BEGIN
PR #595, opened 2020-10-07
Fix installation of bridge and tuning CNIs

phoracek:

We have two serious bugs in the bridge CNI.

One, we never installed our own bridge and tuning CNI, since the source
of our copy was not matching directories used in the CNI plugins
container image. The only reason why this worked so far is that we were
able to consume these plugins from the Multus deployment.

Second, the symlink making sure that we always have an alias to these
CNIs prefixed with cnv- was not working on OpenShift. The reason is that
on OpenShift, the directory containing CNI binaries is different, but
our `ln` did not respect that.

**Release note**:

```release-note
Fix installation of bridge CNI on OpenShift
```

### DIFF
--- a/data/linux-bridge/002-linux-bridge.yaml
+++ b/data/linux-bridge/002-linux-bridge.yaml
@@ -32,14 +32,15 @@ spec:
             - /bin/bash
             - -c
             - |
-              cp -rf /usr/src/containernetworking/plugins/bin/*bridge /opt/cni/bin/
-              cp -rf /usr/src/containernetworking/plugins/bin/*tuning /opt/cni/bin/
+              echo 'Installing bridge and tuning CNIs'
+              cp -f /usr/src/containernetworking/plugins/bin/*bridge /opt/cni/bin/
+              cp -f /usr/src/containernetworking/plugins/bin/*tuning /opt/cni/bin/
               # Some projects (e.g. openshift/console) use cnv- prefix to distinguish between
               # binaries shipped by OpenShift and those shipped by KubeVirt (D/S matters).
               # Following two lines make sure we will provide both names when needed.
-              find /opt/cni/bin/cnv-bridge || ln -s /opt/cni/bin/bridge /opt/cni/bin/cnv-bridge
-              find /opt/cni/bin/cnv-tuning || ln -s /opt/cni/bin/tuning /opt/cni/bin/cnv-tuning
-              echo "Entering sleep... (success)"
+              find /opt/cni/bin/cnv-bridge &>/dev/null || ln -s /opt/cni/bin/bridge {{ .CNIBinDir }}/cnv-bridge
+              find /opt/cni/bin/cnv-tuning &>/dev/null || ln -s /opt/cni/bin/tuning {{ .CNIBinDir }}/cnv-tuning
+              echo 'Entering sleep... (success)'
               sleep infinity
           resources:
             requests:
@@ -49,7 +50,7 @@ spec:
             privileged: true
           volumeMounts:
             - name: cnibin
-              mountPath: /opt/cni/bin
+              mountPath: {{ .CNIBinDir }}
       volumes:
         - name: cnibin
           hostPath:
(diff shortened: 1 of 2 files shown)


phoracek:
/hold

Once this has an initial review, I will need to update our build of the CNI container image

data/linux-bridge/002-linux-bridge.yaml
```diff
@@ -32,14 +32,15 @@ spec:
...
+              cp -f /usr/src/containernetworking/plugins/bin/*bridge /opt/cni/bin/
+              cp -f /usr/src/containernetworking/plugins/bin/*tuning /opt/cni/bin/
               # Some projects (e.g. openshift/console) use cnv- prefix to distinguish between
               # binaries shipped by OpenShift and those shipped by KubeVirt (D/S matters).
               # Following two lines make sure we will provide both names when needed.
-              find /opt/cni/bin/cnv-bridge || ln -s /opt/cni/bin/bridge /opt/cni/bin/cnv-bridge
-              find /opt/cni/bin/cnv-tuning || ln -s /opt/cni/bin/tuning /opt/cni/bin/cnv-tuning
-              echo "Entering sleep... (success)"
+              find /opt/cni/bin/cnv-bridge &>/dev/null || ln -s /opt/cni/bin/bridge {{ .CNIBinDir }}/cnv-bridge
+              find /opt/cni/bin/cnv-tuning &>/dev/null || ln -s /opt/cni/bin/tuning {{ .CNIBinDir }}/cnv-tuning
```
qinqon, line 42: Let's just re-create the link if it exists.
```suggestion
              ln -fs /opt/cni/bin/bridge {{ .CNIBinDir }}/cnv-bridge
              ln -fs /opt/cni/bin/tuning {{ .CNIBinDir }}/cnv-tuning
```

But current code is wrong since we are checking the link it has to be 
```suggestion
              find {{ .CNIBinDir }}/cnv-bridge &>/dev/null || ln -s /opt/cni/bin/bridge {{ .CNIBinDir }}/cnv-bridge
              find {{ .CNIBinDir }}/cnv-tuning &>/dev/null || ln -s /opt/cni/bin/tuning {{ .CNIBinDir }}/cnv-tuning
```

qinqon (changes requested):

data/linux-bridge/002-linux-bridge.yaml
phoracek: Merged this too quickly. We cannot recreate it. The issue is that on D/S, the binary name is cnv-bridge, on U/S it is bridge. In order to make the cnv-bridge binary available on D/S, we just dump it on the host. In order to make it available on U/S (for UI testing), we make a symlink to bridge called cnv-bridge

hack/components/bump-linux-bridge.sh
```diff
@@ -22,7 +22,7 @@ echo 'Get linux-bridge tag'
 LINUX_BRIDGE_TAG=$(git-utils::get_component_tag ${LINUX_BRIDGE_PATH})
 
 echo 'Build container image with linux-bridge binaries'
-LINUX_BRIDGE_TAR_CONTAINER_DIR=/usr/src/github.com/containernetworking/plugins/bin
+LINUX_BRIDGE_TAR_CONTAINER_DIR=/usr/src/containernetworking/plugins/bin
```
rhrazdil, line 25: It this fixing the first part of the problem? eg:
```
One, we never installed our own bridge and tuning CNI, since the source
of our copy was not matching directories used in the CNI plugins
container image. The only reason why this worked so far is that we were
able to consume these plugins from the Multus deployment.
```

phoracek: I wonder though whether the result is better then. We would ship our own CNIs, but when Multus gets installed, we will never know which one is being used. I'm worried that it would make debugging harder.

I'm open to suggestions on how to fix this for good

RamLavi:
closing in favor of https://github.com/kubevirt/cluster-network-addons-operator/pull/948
END
| Exercise requirements |
Look through the entries for the string "github". Every line that has it belongs in the answer.

| Expected output |
-LINUX_BRIDGE_TAR_CONTAINER_DIR=/usr/src/github.com/containernetworking/plugins/bin
closing in favor of https://github.com/kubevirt/cluster-network-addons-operator/pull/948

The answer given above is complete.